%%
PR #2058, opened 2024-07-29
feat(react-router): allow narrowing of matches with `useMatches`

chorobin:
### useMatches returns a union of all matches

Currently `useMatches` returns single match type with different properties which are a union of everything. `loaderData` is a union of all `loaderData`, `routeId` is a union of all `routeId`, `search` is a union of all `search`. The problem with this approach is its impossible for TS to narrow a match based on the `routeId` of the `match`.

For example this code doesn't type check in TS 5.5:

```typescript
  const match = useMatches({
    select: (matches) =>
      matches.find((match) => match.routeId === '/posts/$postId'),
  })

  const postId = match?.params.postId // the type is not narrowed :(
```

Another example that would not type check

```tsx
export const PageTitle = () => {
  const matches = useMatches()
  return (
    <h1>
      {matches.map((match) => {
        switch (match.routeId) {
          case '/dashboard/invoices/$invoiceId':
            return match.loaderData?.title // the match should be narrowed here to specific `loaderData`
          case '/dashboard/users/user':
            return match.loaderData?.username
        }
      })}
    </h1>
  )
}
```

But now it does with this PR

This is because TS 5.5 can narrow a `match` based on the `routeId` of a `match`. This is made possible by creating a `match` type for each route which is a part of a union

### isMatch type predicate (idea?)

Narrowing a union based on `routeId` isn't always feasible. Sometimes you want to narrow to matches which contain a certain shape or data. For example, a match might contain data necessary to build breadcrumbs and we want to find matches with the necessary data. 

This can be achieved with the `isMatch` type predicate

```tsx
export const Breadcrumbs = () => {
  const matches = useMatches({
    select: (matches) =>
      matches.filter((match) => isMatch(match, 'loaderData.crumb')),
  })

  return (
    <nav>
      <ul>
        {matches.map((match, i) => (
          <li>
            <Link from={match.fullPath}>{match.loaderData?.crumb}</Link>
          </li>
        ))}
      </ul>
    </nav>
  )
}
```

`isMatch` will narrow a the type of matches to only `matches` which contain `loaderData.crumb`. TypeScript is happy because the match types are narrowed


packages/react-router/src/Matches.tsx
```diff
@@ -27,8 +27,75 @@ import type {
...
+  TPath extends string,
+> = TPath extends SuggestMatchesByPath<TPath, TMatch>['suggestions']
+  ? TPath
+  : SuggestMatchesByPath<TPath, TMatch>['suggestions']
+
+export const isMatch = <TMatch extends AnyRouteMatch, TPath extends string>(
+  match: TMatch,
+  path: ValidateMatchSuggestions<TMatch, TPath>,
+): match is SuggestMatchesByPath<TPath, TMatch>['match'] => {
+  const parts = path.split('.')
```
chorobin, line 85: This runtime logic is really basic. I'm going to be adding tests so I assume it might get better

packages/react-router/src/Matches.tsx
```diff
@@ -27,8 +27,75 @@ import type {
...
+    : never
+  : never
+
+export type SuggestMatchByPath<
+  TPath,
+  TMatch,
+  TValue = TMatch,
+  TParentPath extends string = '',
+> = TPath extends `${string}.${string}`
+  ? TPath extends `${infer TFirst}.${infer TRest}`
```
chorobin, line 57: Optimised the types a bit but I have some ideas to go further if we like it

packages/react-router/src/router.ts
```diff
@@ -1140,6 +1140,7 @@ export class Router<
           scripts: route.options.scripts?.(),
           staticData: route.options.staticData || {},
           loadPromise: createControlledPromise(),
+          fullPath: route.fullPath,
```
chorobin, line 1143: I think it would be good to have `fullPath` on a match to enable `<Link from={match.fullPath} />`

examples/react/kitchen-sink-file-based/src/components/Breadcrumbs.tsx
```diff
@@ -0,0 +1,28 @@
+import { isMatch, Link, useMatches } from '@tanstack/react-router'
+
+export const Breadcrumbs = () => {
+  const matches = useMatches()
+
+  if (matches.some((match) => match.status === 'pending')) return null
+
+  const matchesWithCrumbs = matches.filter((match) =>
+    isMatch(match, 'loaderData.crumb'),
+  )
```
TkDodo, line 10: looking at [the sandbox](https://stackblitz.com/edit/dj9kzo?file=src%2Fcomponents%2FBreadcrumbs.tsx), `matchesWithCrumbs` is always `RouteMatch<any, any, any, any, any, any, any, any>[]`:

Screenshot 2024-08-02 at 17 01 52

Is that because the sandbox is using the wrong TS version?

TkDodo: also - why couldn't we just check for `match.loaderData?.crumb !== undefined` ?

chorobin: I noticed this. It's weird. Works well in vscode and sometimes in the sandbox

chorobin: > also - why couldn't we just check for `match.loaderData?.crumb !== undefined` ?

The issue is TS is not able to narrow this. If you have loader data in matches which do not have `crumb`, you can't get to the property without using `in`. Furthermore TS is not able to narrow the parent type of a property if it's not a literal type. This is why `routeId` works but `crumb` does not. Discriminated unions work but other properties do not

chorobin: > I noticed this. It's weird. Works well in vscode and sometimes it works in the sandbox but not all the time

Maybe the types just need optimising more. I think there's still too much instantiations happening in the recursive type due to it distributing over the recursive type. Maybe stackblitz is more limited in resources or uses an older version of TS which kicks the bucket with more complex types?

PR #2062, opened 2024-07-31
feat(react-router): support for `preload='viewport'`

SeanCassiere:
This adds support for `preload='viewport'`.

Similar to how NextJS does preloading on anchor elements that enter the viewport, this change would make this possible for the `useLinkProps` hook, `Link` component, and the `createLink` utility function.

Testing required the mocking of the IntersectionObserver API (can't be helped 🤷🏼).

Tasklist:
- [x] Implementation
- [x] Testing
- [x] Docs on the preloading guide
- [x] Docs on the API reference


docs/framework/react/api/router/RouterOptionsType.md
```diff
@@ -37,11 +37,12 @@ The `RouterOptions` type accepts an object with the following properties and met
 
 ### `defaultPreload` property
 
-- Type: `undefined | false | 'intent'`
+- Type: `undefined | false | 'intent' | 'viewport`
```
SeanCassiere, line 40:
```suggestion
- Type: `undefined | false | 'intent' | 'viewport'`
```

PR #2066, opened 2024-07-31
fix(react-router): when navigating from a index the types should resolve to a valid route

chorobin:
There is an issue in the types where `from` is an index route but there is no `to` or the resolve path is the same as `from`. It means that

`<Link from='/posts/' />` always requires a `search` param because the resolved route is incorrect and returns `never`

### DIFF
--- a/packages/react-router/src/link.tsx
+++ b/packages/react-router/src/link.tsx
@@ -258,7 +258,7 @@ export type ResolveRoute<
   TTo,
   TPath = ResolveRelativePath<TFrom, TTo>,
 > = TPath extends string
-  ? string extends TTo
%%
## Task brief
Copy out all lines of the material above in which "useMatches" occurs.

## Answer space
feat(react-router): allow narrowing of matches with `useMatches`
### useMatches returns a union of all matches
Currently `useMatches` returns single match type with different properties which are a union of everything. `loaderData` is a union of all `loaderData`, `routeId` is a union of all `routeId`, `search` is a union of all `search`. The problem with this approach is its impossible for TS to narrow a match based on the `routeId` of the `match`.
  const match = useMatches({
  const matches = useMatches()
  const matches = useMatches({
+import { isMatch, Link, useMatches } from '@tanstack/react-router'
+  const matches = useMatches()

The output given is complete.